Task prompt:
Below are the records; output them exactly from the first line through the line with "(diff shortened: 1 of 1 files shown)", stopping there.
*** Opening Records for the task ***
PR #20126, opened 2025-05-03
Msf::Post::Linux::Kernel: Add yama_ptrace_scope method

bcoles:
Add `yama_ptrace_scope` method.

Yama `ptrace_scope` supports [multiple levels](https://www.kernel.org/doc/Documentation/security/Yama.txt). Currently, all modules in framework check only if Yama is enabled. We may want to use more granular checks in the future.

Using the new `yama_ptrace_scope` method in `yama_enabled?` allows us to decrease the number of `read_file` calls from 2 to 1.

### DIFF
--- a/lib/msf/core/post/linux/kernel.rb
+++ b/lib/msf/core/post/linux/kernel.rb
@@ -335,6 +335,26 @@ module Msf
         end
 
         #
+        # Returns Yama LSM ptrace scope level
+        #
+        # @return [Integer] Yama ptrace scope level (0 if disabled or not installed)
+        # @raise [RuntimeError] If execution fails.
+        #
+        def yama_ptrace_scope
+          ptrace_scope = read_file('/proc/sys/kernel/yama/ptrace_scope').to_s.strip
+
+          return 0 unless ptrace_scope
+
+          level = ptrace_scope.scan(/\A(\d+)\z/).flatten.first.to_i
+
+          return 0 unless level
+
+          level
+        rescue StandardError
+          raise 'Could not determine Yama scope'
+        end
+
+        #
         # Returns true if Yama is installed
         #
         # @return [Boolean]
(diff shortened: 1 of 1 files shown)


dwelch-r7 (approved):

smcintyre-r7 (approved):
This makes sense to me and I tested it with the Python Meterpreter on a Fedora 40 host. The `post/linux/gather/enum_protections` module correctly identifies that Yama is installed, but not enabled because the scope is 0.

https://www.kernel.org/doc/Documentation/security/Yama.txt

> The sysctl settings (writable only with CAP_SYS_PTRACE) are:
> 
> 0 - classic ptrace permissions: a process can PTRACE_ATTACH to any  other
>      process running under the same uid, as long as it is dumpable (i.e.
>     did not transition uids, start privileged, or have called


>     prctl(PR_SET_DUMPABLE...) already). Similarly, PTRACE_TRACEME is
>     unchanged.

```
msf6 post(linux/gather/enum_protections) > run
[*] Running module against 192.168.159.128 [fedora-vm]
[*] Info:
[*] 	Fedora release 40 (Forty)
[*] 	Linux fedora-vm 6.14.5-100.fc40.x86_64 #1 SMP PREEMPT_DYNAMIC Fri May  2 14:22:13 UTC 2025 x86_64 GNU/Linux
[*] Finding system protections...
[+] ASLR is enabled
[-] Failed to open file: /proc/sys/kernel/exec-shield: core_channel_open: Operation failed: Python exception: FileNotFoundError
[+] SMEP is enabled
[+] SMAP is enabled
[+] SELinux is installed and enforcing
[+] Yama is installed, but not enabled
[*] Finding installed applications via their executables...
[+] auditd found: /usr/sbin/auditd
[+] getenforce found: /usr/sbin/getenforce
[+] iptables found: /usr/sbin/iptables
[+] logrotate found: /usr/sbin/logrotate
[+] tcpdump found: /usr/sbin/tcpdump
[+] wireshark found: /usr/bin/wireshark
[*] Finding installed applications via their configuration files...
[*] System protections saved to notes.
msf6 post(linux/gather/enum_protections) > 
```

smcintyre-r7:
# Release Notes

This adds a Linux post-exploitation method to check Yama's `ptrace_scope` setting. It removes a round trip required to obtain the scope value making modules that require knowing it to run slightly faster.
*** Closing Records for the task ***
Answer for the task:
PR #20126, opened 2025-05-03
Msf::Post::Linux::Kernel: Add yama_ptrace_scope method

bcoles:
Add `yama_ptrace_scope` method.

Yama `ptrace_scope` supports [multiple levels](https://www.kernel.org/doc/Documentation/security/Yama.txt). Currently, all modules in framework check only if Yama is enabled. We may want to use more granular checks in the future.

Using the new `yama_ptrace_scope` method in `yama_enabled?` allows us to decrease the number of `read_file` calls from 2 to 1.

### DIFF
--- a/lib/msf/core/post/linux/kernel.rb
+++ b/lib/msf/core/post/linux/kernel.rb
@@ -335,6 +335,26 @@ module Msf
         end
 
         #
+        # Returns Yama LSM ptrace scope level
+        #
+        # @return [Integer] Yama ptrace scope level (0 if disabled or not installed)
+        # @raise [RuntimeError] If execution fails.
+        #
+        def yama_ptrace_scope
+          ptrace_scope = read_file('/proc/sys/kernel/yama/ptrace_scope').to_s.strip
+
+          return 0 unless ptrace_scope
+
+          level = ptrace_scope.scan(/\A(\d+)\z/).flatten.first.to_i
+
+          return 0 unless level
+
+          level
+        rescue StandardError
+          raise 'Could not determine Yama scope'
+        end
+
+        #
         # Returns true if Yama is installed
         #
         # @return [Boolean]
(diff shortened: 1 of 1 files shown)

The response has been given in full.